The example computer system 800 includes a processor or multiple processors 805 (e.g., a CPU, a GPU, or both), and a main memory 810 and a static memory 815, which communicate with each other via a bus 820. The computer system 800 can further include a video display unit 825 (e.g., a LCD or a cathode ray tube (CRT)). The computer system 800 also includes at least one input device 830, such as an alphanumeric input device (e.g., a keyboard), a cursor control device (e.g., a mouse), a microphone, a digital camera, a video camera, and so forth. The computer system 800 also includes a disk drive unit 835, a signal generation device 840 (e.g., a speaker), and a network interface device 845.
The disk drive unit 835 includes a computer-readable medium 850, which stores one or more sets of instructions and data structures (e.g., instructions 855) embodying or utilized by any one or more of the methodologies or functions described herein. The instructions 855 can also reside, completely or at least partially, within the main memory 810 and/or within the processors 805 during execution thereof by the computer system 800. The main memory 810 and the processors 805 also constitute machine-readable media.

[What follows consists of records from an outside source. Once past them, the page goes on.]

PR #496, opened 2023-11-21
do a better job pushing tags

djmitche:
The `--follow-tags` option on its own didn't work to upload the v4.6.0 tag, but I ran this next command manually and it did send the tag.

### DIFF
--- a/release.sh
+++ b/release.sh
@@ -78,7 +78,8 @@ upload_py() {
 }
 
 push_git() {
-    git push upstream main:main --follow-tags
+    git push upstream main:main
+    git push upstream --follow-gags "v$version"
 }
 
 # Check stuff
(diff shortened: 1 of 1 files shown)


release.sh
```diff
@@ -78,7 +78,8 @@ upload_py() {
 }
 
 push_git() {
-    git push upstream main:main --follow-tags
+    git push upstream main:main
+    git push upstream --follow-gags "v$version"
```
jwhitlock, line 82:
```suggestion
    git push upstream --follow-tags "v$version"
```

jwhitlock (changes requested):
It's nice to have an automated, battle-tested script. Thanks @djmitche!

One change and we're ready to merge v2.

release.sh
djmitche: lol!

jwhitlock (approved):
👍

The instructions 855 can further be transmitted or received over the communications network 860 via the network interface device 845 utilizing any one of a number of well-known transfer protocols (e.g., Hyper Text Transfer Protocol (HTTP), CAN, Serial, and Modbus).
While the computer-readable medium 850 is shown in an example embodiment to be a single medium, the term “computer-readable medium” should be taken to include a single medium or multiple media (e.g., a centralized or distributed database, and/or associated caches and servers) that store the one or more sets of instructions. The term “computer-readable medium” shall also be taken to include any medium that is capable of storing, encoding, or carrying a set of instructions for execution by the machine and that causes the machine to perform any one or more of the methodologies of the present application, or that is capable of storing, encoding, or carrying data structures utilized by or associated with such a set of instructions. The term “computer-readable medium” shall accordingly be taken to include, but not be limited to, solid-state memories, optical and magnetic media. Such media can also include, without limitation, hard disks, floppy disks, flash memory cards, digital video disks, random access memory (RAM), read only memory (ROM), and the like.

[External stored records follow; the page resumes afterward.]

PR #501, opened 2023-11-24
fix json encoding of extended unicode

### LINKED ISSUE #500: `$json` escaping isn't right in a few tests
Example:

```yaml
context:  {}
```

I understand this is YAML-encoded right now, but `$json` should be outputting valid JSON text, and `\U0001F809` isn't valid JSON text.  It should be encoded using a surrogate pair: `\uD83E\uDC09`.

This would make the test:

```yaml
context:  {}
result:   "[\"\\u0010\",\"Z\",\"\u0103\",\"\\uD83E\\uDC09\"]"
```

The other test this affects is

```yaml
context:  {}
result:   "{\"UaE\":3,\"Z\U00010000P\":1,\"\U0001F809\u732b\":\"hey\",\"\U000E1FFF\u0103\":2}"
```

gregsdennis:
I'm not set up to run the existing implementations.  These tests were found while implementing in .Net, which has a notoriously strict JSON parser.

Resolves #500 by fixing JSON-escaping of unicode chars in three tests.

# Checklist

### DIFF
--- a/specification.yml
+++ b/specification.yml
@@ -704,17 +704,17 @@ result:   '[2,5,10]'
 title:    representation of various unicode codepoints are consistent
 context:  {}
 template: {$json: ["\x10", "Z", "\u0103","\U0001F809"]}
-result:   "[\"\\u0010\",\"Z\",\"\u0103\",\"\U0001F809\"]"
+result:   "[\"\\u0010\",\"Z\",\"\u0103\",\"\\uD83E\\uDC09\"]"
 ---
 title:    sorting pairs by unicode key strings sorts lexically by codepoint
 context:  {}
 template: {$json: {"\u3347\u0050": 1, "\uE1FF\u0100": 2, "\u0055\u0045": 3}}
-result:   "{\"\u0055\u0045\":3,\"\u3347\u0050\":1,\"\uE1FF\u0100\":2}"
+result:   "{\"\u0055\u0045\":3,\"\u3347\u0050\":1,\"\\uE1FF\u0100\":2}"
 ---
 title:    sorting pairs by unicode key strings sorts lexically by codepoint, even with chars above base plane
 context:  {}
 template: {$json: {"\U0001F809\u732b":'hey', "Z\U00010000P": 1, "\U000E1FFF\u0103": 2, "UaE": 3}}
-result:   "{\"UaE\":3,\"Z\U00010000P\":1,\"\U0001F809\u732b\":\"hey\",\"\U000E1FFF\u0103\":2}"
+result:   "{\"UaE\":3,\"Z\\uD800\\uDC00P\":1,\"\\uD83E\\uDC09\u732b\":\"hey\",\"\\uDB47\\uDFFF\u0103\":2}"
 ---
 title:    $json with undefined properties
 context:  {}


specification.yml
```diff
@@ -704,17 +704,17 @@ result:   '[2,5,10]'
 title:    representation of various unicode codepoints are consistent
 context:  {}
 template: {$json: ["\x10", "Z", "\u0103","\U0001F809"]}
-result:   "[\"\\u0010\",\"Z\",\"\u0103\",\"\U0001F809\"]"
+result:   "[\"\\u0010\",\"Z\",\"\u0103\",\"\\uD83E\\uDC09\"]"
```
djmitche, line 707: I'm not sure why the JSON encoder should be producing escapes here -- its output is unicode, so why not just include the character directly?

gregsdennis: Strictly speaking, JSON is UTF-8.  Anything outside of that needs to be escaped.  I'm using an "unsafe" encoder which will include UTF-16 chars, but UTF-32 still needs to be escaped using surrogate pairs.

djmitche: There is no Unicode "outside of UTF-8". UTF-8 is an encoding of Unicode, and can encode any Unicode character. An encoder is within its rights to escape anything it would like, but all that's required is escaping `"` and `\` (to `\"` an `\\`).

Be careful with terminology: UTF-8, -16, and -32 are encodings, not character sets. I think by "UTF-16 chars" you mean codepoints from 256-65535?

A little [experiment in Rust](https://play.rust-lang.org/?version=stable&mode=debug&edition=2021&gist=e83418136fbb8d4df8f3b77e9cc1fdfa) shows that it escapes codepoints 0..0x20, with `\b`, `\t`, `\f`, and `\r` in the appropriate places and `\u####` for the remainder. It also escapes `"` and `\` as above. And that's it. With `ensure_ascii=False`, [Python's `json.dumps`](https://docs.python.org/3/library/json.html#json.dumps) does the same. The following JS snippet will do the same in your browser:
```
for (let i = 0; i < 100; i++) {
  let encoded = JSON.stringify(String.fromCharCode(i));
  if (encoded.startsWith("\"\\")) {
    console.log(`${i} ${encoded}`)
  }
}
```

So there's a bit of a consensus among language implementations to only include those escapes, and not anything further. Is there another encoder you could use, or an option similar to Python's `ensure_ascii`?

gregsdennis: Be assured I'm quite familiar with the JSON specification [RFC 8259](https://datatracker.ietf.org/doc/html/rfc8259#section-8), and in particular, section 8.

> JSON text exchanged between systems that are not part of a closed ecosystem MUST be encoded using UTF-8.

As a library to be used by others, this is certainly not part of a closed ecosystem.

To your point, though, section 7 does state that (mostly) any unicode char can be represented directly.

> All Unicode characters may be placed within the quotation marks, except for the characters that MUST be escaped: quotation mark, reverse solidus, and the control characters (U+0000 through U+001F).

As this is the case, the documentation needs to specify what it expects `$json` to do as it seems different implementations handle generating JSON differently in regard to escaping characters.

Thus, my output of `"[\"\\u0010\",\"Z\",\"\u0103\",\"\\uD83E\\uDC09\"]"` should be considered just as valid as including the the character unescaped (as these tests currently expect).

gregsdennis: If it comes down to it, I'll just skip these tests on the grounds that I'm producing equivalent JSON, even though it's not textually identical.

djmitche: Ah, thanks for the pointer to the "MUST be escaped" section - so all of the implementations I've looked at implement the minimal escaping.

You're correct that the escaping your implementation is doing is _valid_ and the two are _equivalent_. It's just not the same as the other implementations. That could lead to some subtle bugs where, for example, someone develops a template on one of the existing implementations and then renders it on the .NET implementation.

That said, there are other differences between the implementations, and it's a pretty niche case where this difference would actually matter: `$json` used with non-BMP characters, and the resulting string used directly rather than parsed back into data structures. Examples of such use would be comparing for equality or hashing.

I think some of the other differences would be with number encodings. As an example, `-0` is encoded as `0` in JS, Rust and Python, but `-0` in Go.

So, let's remove this test case (the non-BMP character, specifically) and document that there may be differences in the JSON encoding depending on the implementation. I'll update #504.

djmitche:
Closing in favor of #504.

The example embodiments described herein can be implemented in an operating environment comprising computer-executable instructions (e.g., software) installed on a computer, in hardware, or in a combination of software and hardware. The computer-executable instructions can be written in a computer programming language or can be embodied in firmware logic. If written in a programming language conforming to a recognized standard, such instructions can be executed on a variety of hardware platforms and for interfaces to a variety of operating systems. Although not limited thereto, computer software programs for implementing the present method can be written in any number of suitable programming languages such as, for example, Hypertext Markup Language (HTML), Dynamic HTML, XML, Extensible Stylesheet Language (XSL), Document Style Semantics and Specification Language (DSSSL), Cascading Style Sheets (CSS), Synchronized Multimedia Integration Language (SMIL), Wireless Markup Language (WML), Java™ Jini™ C, C++, C#, .NET, Adobe Flash, Perl, UNIX Shell, Visual Basic or Visual Basic Script, Virtual Reality Markup Language (VRML), ColdFusion™ or other compilers, assemblers, interpreters, or other computer languages or platforms.

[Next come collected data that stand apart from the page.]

PR #502, opened 2023-11-24
add tests found while developing .net implementation

### LINKED ISSUE #476: [ongoing discussion] Tests found while building an implementation
image

Also, the documentation doesn't state this (that I could find).

gregsdennis:
These are tests that I found while developing a .Net implementation for my `json-everything` project.

Ref: https://github.com/gregsdennis/json-everything/pull/566

I'm not set up to run the existing implementations, but I expect they should handle these tests.

Resolves #476

# Checklist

Thus, methods and systems for compositing video game graphics are disclosed. Although embodiments have been described with reference to specific example embodiments, it will be evident that various modifications and changes can be made to these example embodiments without departing from the broader spirit and scope of the present application. Accordingly, the specification and drawings are to be regarded in an illustrative rather than a restrictive sense.